PR #9529, opened 2018-06-12
Fix 9515: sync() with "alter:true" doesn't use field name in model definition

### LINKED ISSUE #9515: sync() with "alter:true" doesn't use field name in model definition
## What are you doing?

I have a model which is defined like
```js
sequelize.define(‘Test’, {
      test_key: {
          field: ‘testKey’,
          type: DataTypes.BIGINT,
          allowNull: false
      },
})
```
Then I tried to generate the schema by calling
```js
sequelize.sync({ alter: true, force: true })
```
I was expecting the column name to be created as "test_key", but it turns out to be "testKey"

And when I tried to call sync() without "alter:true" like
```js
```
Everything works fine.
So there might be a issue for the alter functionality, please help to look into this.

I expected sync() with "alter:true" use the "field" option to create the column name.

But sync() with "alter:true" ignores the  "field" option

__Dialect:__ postgres
__Dialect version:__ XXX
__Database version:__ XXX
__Sequelize version:__ 4.37.10
__Tested with latest release:__ 4.37.10

mjcmatrix:
Closes #9515

### DIFF
--- a/lib/model.js
+++ b/lib/model.js
@@ -1219,7 +1219,7 @@ class Model {
     options = _.extend({}, this.options, options);
     options.hooks = options.hooks === undefined ? true : !!options.hooks;
 
-    const attributes = this.tableAttributes;
+    const attributes = this.fieldRawAttributesMap;
 
     return Promise.try(() => {
       if (options.hooks) {
--- a/lib/model.js
+++ b/lib/model.js
@@ -1219,7 +1219,8 @@ class Model {
     options = _.extend({}, this.options, options);
     options.hooks = options.hooks === undefined ? true : !!options.hooks;
 
-    const attributes = this.fieldRawAttributesMap;
+    const attributes = this.tableAttributes;
+    const rawAttributes = this.fieldRawAttributesMap;
 
     return Promise.try(() => {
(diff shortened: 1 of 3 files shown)


lib/model.js
```diff
@@ -1247,11 +1248,11 @@ class Model {
 
               _.each(attributes, (columnDesc, columnName) => {
                 if (!columns[columnName]) {
-                  changes.push(() => this.QueryInterface.addColumn(this.getTableName(options), columnName, attributes[columnName]));
+                  changes.push(() => this.QueryInterface.addColumn(this.getTableName(options), attributes[columnName].field || columnName, attributes[columnName]));
                 }
               });
               _.each(columns, (columnDesc, columnName) => {
-                const currentAttributes = attributes[columnName];
+                const currentAttributes = rawAttributes[columnName];
```
sushantdhiman: rename `currentAttributes` to `currentAttribute`

lyh2668:
Why is this problem not fixed in version 4.41.2?

lyh2668:
@sushantdhiman I upgraded the version to the version 5.0.0-beta.14 and still have this problem.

• **Task statement**:
What is needed is a word-for-word copy of the records.

• **Result of the task**:
PR #9529, opened 2018-06-12
Fix 9515: sync() with "alter:true" doesn't use field name in model definition

### LINKED ISSUE #9515: sync() with "alter:true" doesn't use field name in model definition
## What are you doing?

I have a model which is defined like
```js
sequelize.define(‘Test’, {
      test_key: {
          field: ‘testKey’,
          type: DataTypes.BIGINT,
          allowNull: false
      },
})
```
Then I tried to generate the schema by calling
```js
sequelize.sync({ alter: true, force: true })
```
I was expecting the column name to be created as "test_key", but it turns out to be "testKey"

And when I tried to call sync() without "alter:true" like
```js
```
Everything works fine.
So there might be a issue for the alter functionality, please help to look into this.

I expected sync() with "alter:true" use the "field" option to create the column name.

But sync() with "alter:true" ignores the  "field" option

__Dialect:__ postgres
__Dialect version:__ XXX
__Database version:__ XXX
__Sequelize version:__ 4.37.10
__Tested with latest release:__ 4.37.10

mjcmatrix:
Closes #9515

### DIFF
--- a/lib/model.js
+++ b/lib/model.js
@@ -1219,7 +1219,7 @@ class Model {
     options = _.extend({}, this.options, options);
     options.hooks = options.hooks === undefined ? true : !!options.hooks;
 
-    const attributes = this.tableAttributes;
+    const attributes = this.fieldRawAttributesMap;
 
     return Promise.try(() => {
       if (options.hooks) {
--- a/lib/model.js
+++ b/lib/model.js
@@ -1219,7 +1219,8 @@ class Model {
     options = _.extend({}, this.options, options);
     options.hooks = options.hooks === undefined ? true : !!options.hooks;
 
-    const attributes = this.fieldRawAttributesMap;
+    const attributes = this.tableAttributes;
+    const rawAttributes = this.fieldRawAttributesMap;
 
     return Promise.try(() => {
(diff shortened: 1 of 3 files shown)


lib/model.js
```diff
@@ -1247,11 +1248,11 @@ class Model {
 
               _.each(attributes, (columnDesc, columnName) => {
                 if (!columns[columnName]) {
-                  changes.push(() => this.QueryInterface.addColumn(this.getTableName(options), columnName, attributes[columnName]));
+                  changes.push(() => this.QueryInterface.addColumn(this.getTableName(options), attributes[columnName].field || columnName, attributes[columnName]));
                 }
               });
               _.each(columns, (columnDesc, columnName) => {
-                const currentAttributes = attributes[columnName];
+                const currentAttributes = rawAttributes[columnName];
```
sushantdhiman: rename `currentAttributes` to `currentAttribute`

lyh2668:
Why is this problem not fixed in version 4.41.2?

lyh2668:
@sushantdhiman I upgraded the version to the version 5.0.0-beta.14 and still have this problem.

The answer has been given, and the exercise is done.